NOUS PRINCESSES DE CLÈVES sur Vidéo en Poche
Vidéo en Pochedes films sur votre clé usb !5€ par film, sans DRM et en HD quand c’est possible,  la résolution minimale étant celle d’un DVD !  Les fichiers sont lisibles par VLC, mais aussi sur les Freebox,  et de nombreuses TV et boitiers multimedia.  Vous pouvez consulter sur le site et à la ...

Le cinéma français pète la forme… paraît-il…
Résolument positif, comme chaque année, le communiqué de la ministre de la culture vient de tomber, relayé par le concert des médias unanimes qui se congratulent béatement : Youpie ! Tout va bien pour la France en marche ! 209 millions de tickets de cinéma vendus, soit à peine 4 milli...

Rassemblement à Notre Dame des Landes le 10 février
Après l’abandon du projet d’aéroport, le bocage de Notre-Dame-des-Landes doit rester une terre d’inspiration et d’espoir, nourrie par l’idée des biens communs, les solidarités et le soin du vivant. Rassemblement à Notre Dame des Landes le 10 févrierEnracinons l’avenir !Un bus partira de Bordeaux...

TITICUT FOLLIES

Frederick WISEMAN - documentaire USA 1967 1h24mn VOSTF - Interdit de projection publique aux états unis pendant plus de vingt ans !.

(ATTENTION ! Cette page est une archive !)

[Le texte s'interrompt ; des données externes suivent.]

PR #1494, opened 2024-11-10
Fix QPE cirq simulation tests 

anurudhp:
Cirq simulator was unable to simulate `Controlled(QubitizationWalkOperator)`, so decompose one level further to get simulable gates.

Also made a subset fast tests to catch issues early on. Fixes the current Nightly test failure.

### DIFF
--- a/qualtran/bloqs/phase_estimation/qubitization_qpe_test.py
+++ b/qualtran/bloqs/phase_estimation/qubitization_qpe_test.py
@@ -74,6 +74,9 @@ def test_qubitization_phase_estimation_of_walk(num_terms: int, use_resource_stat
     )
     qpe_bloq = QubitizationQPE(walk, state_prep)
 
+    # TODO cirq simulation seems to fail for controlled `QubitizationWalkOperator`.
+    #      the following code decomposes a few levels till it gets only simulable bloqs.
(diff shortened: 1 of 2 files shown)


anurudhp:
@fdmalone ptal

mpharrigan:
is there a more fundamental issue at play here? this seems like a hacky fix on top of the existing tests

qualtran/bloqs/phase_estimation/qubitization_qpe_test.py
```diff
@@ -70,21 +72,42 @@ def test_qubitization_phase_estimation_of_walk(num_terms: int, use_resource_stat
     state_prep = (
         LPResourceState(precision) if use_resource_state else RectangularWindowState(precision)
     )
-    gh = GateHelper(QubitizationQPE(walk, ctrl_state_prep=state_prep))
-    qpe_reg, selection, target = (gh.quregs['qpe_reg'], gh.quregs['selection'], gh.quregs['target'])
+    qpe_bloq = QubitizationQPE(walk, state_prep)
+
+    def should_decompose(binst):
```
mpharrigan, line 77: can you open an issue and link it here. I assume this isn't ideally how things would work?

mpharrigan (approved):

TITICUT FOLLIESLa fête bat son plein. C’est peut-être la fin de l’année et elle se termine comme le film commence : par une sorte de comédie musicale. Sur scène des hommes d’âges variés, en rang d’oignon, forment une étrange parade, décalée, anachronique. Un peu comme si tous ces gars étaient restés coincés dans les temps reculés où une maîtresse d’école les faisait monter sur les planches pour présenter un spectacle aux parents. Dans leurs sourires un brin figés, leurs regards intenses ou éteints, plane, indicible, quelque chose de rude, d’institutionnel qui génère un sentiment de fausse gaité. Nous sommes à Bridgewater (Massachusetts), prison psychiatrique dont les murs inébranlables ont été bâtis au xviiie siècle… Si Frederick Wiseman décide de filmer dans cette institution son premier documentaire, c’est qu’il connaît le lieu sur le bout des ongles à force de l’avoir fait visiter à ses étudiants en droit (à l’époque où il était encore juriste et professeur).

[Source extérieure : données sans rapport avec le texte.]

PR #1496, opened 2024-11-13
Fix bug in KaliskiStep3 and add tests for all steps

NoureldinYosri:
There was bug in the decomposition of KaliskiStep3 where a variable `junk` was assigned twice and freed twice.

there were also a few minor things in classical action of other bloqs. the reason these were not caught before is that the tests are written for the top level KaliskiModInverse which decomposes into _KaliskiIteration ... so the classically action of the _KaliskiIteration was tested, but the decomposition of _KaliskiIteration into steps wasn't. so I added tests to check all decomposition down the decomposition of each step


mpharrigan:
can you add a PR description

NoureldinYosri:
> can you add a PR description

added

mpharrigan (approved):
lgtm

« Titicut », c’est le nom que donnaient les Indiens à cette région avant d’y perdre leurs plumes. « Follies » est à double tranchant, évoquant à la fois l’aliénation et une forme de pantalonnade. C’est au plus près de ses sujets que Wiseman filme cette nef des fous où l’on se demande parfois si on y a bien interné les bonnes personnes tant la psychiatrie moderne en est à ses balbutiements. Les molécules pharmaceutiques arrivent à peine, trop fortes, trop dosées. Les gardiens, même de bonne volonté, appliquent des méthodes qui rendraient dingue le plus équilibré d’entre nous. Nulle intimité ici, la nudité est de mise. C’est un parcours éprouvant, et pourtant parfois drôle, quasi hypnotique, qui nous fait découvrir les dessous inavouables de cette institution. Le quotidien de ce microcosme oscille constamment entre routine et scènes à peine imaginables, qu’on préfèrerait être de la fiction. On se prend à espérer que tout cela soit un mauvais jeu, avant de se plier à l’évidence et d’être assaillis par une foultitude d’interrogations qui resteront sans réponse. Dans cet univers carcéral rude baigne une humanité maladroite qui nous captive rapidement.

Ce film passionnant et dérangeant en inspirera bien d’autres (Vol au dessus d’un nid de coucou, par exemple…), il sera interdit de projections publiques aux États-Unis pendant plus de 20 ans et vaudra un procès à Wiseman. Mais pour lui, c’est le premier opus d’une longue carrière, la mise au point d’une méthode de travail qui en fera un des plus grands documentaristes du monde et qui lui vaudra notamment l’Oscar d’honneur pour l’ensemble de son œuvre.